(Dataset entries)
PR #353, opened 2021-10-31
fix(triggers): trigger methods return the trigger objects

jimtng:
The source code documentation stated that trigger methods (update, changed, received_command) return the OpenHAB triggers. However they just return the items being passed to them. 

This PR makes a slight modification so that these methods return the openhab trigger objects.


boc-tothefuture:
Would you mind adding a test?  I am guessing not having a test here is how we deviated from the docs.

jimtng:
Not sure of the best way to check. I've just added a test to see if it returns `Java::OrgOpenhabCoreAutomationInternal::TriggerImpl` WDYT?

PR #371, opened 2021-11-03
feat(between): support for month-day ranges

### LINKED ISSUE #116: between should also work with dates
for example
between '06/06'..'12/31'

boc-tothefuture:
Closed #116

### DIFF
--- a/lib/openhab/dsl/time/month_day.rb
+++ b/lib/openhab/dsl/time/month_day.rb
@@ -1,0 +1,140 @@
+# frozen_string_literal: true
+
+module OpenHAB
+  module DSL
+    # Support for time related functions
+    module Between
+      # Manages Month Day Ranges
+      module MonthDayRange
+        include OpenHAB::Log
+
+        java_import java.time.Year
+
+        # Lambdas are used to calculate the year for the month day
+        # which must happen during evaluation time to support that rules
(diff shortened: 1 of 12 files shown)


lib/openhab/dsl/time/month_day.rb
```diff
@@ -0,0 +1,140 @@
...
+        include OpenHAB::Log
+        # Parse MonthDay string as defined with by Monthday class without leading double dash "--"
+        def self.parse(string)
+          ##          string = "--#{string}" unless string.to_s.start_with? '--'
+          java_send :parse, [java.lang.CharSequence], "--#{string}"
+        end
+
+        # Can the supplied object be parsed into a MonthDay
+        def self.day_of_month?(obj)
+          /^-*[01][0-9]-[0-3]\d$/.match? obj.to_s
```
jimtng, line 118: Why not use parse and catch the exception? This way if we ever wanted to change parse to support '6 Jan' it would still work?

boc-tothefuture: If we want to update with additional formats we would need to update this check.

Java exceptions are fairly expensive and I try to follow the effective Java guidelines.

http://www.thefinestartist.com/effective-java/57

PR #390, opened 2021-11-07
fix(binding): fix binding support for gem upgrades

boc-tothefuture:


boc-tothefuture:
@ccutrer and @jimtng  - Can you check if the version of the binding referenced here works on your 3.2M2+ versions?

boc-tothefuture:
I tested it locally and it seems to work.  But would like verification from one of you two running it in prod.

jimtng:
I just got a macbook pro m1, so I had to update my ruby version, reinstall xcode, but then after that rake openhab:setup worked fine.

PR #394, opened 2021-11-08
fix(dev): add mac M1 platform to Gemfile.lock

jimtng:
Gemfile.lock keeps getting out of sync on my system. Would you mind merging this in please?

*Assignment:*
Each line of the data above is to be set down exactly.

*Result of this task:*
PR #353, opened 2021-10-31
fix(triggers): trigger methods return the trigger objects

jimtng:
The source code documentation stated that trigger methods (update, changed, received_command) return the OpenHAB triggers. However they just return the items being passed to them. 

This PR makes a slight modification so that these methods return the openhab trigger objects.


boc-tothefuture:
Would you mind adding a test?  I am guessing not having a test here is how we deviated from the docs.

jimtng:
Not sure of the best way to check. I've just added a test to see if it returns `Java::OrgOpenhabCoreAutomationInternal::TriggerImpl` WDYT?

PR #371, opened 2021-11-03
feat(between): support for month-day ranges

### LINKED ISSUE #116: between should also work with dates
for example
between '06/06'..'12/31'

boc-tothefuture:
Closed #116

### DIFF
--- a/lib/openhab/dsl/time/month_day.rb
+++ b/lib/openhab/dsl/time/month_day.rb
@@ -1,0 +1,140 @@
+# frozen_string_literal: true
+
+module OpenHAB
+  module DSL
+    # Support for time related functions
+    module Between
+      # Manages Month Day Ranges
+      module MonthDayRange
+        include OpenHAB::Log
+
+        java_import java.time.Year
+
+        # Lambdas are used to calculate the year for the month day
+        # which must happen during evaluation time to support that rules
(diff shortened: 1 of 12 files shown)


lib/openhab/dsl/time/month_day.rb
```diff
@@ -0,0 +1,140 @@
...
+        include OpenHAB::Log
+        # Parse MonthDay string as defined with by Monthday class without leading double dash "--"
+        def self.parse(string)
+          ##          string = "--#{string}" unless string.to_s.start_with? '--'
+          java_send :parse, [java.lang.CharSequence], "--#{string}"
+        end
+
+        # Can the supplied object be parsed into a MonthDay
+        def self.day_of_month?(obj)
+          /^-*[01][0-9]-[0-3]\d$/.match? obj.to_s
```
jimtng, line 118: Why not use parse and catch the exception? This way if we ever wanted to change parse to support '6 Jan' it would still work?

boc-tothefuture: If we want to update with additional formats we would need to update this check.

Java exceptions are fairly expensive and I try to follow the effective Java guidelines.

http://www.thefinestartist.com/effective-java/57

PR #390, opened 2021-11-07
fix(binding): fix binding support for gem upgrades

boc-tothefuture:


boc-tothefuture:
@ccutrer and @jimtng  - Can you check if the version of the binding referenced here works on your 3.2M2+ versions?

boc-tothefuture:
I tested it locally and it seems to work.  But would like verification from one of you two running it in prod.

jimtng:
I just got a macbook pro m1, so I had to update my ruby version, reinstall xcode, but then after that rake openhab:setup worked fine.

PR #394, opened 2021-11-08
fix(dev): add mac M1 platform to Gemfile.lock

jimtng:
Gemfile.lock keeps getting out of sync on my system. Would you mind merging this in please?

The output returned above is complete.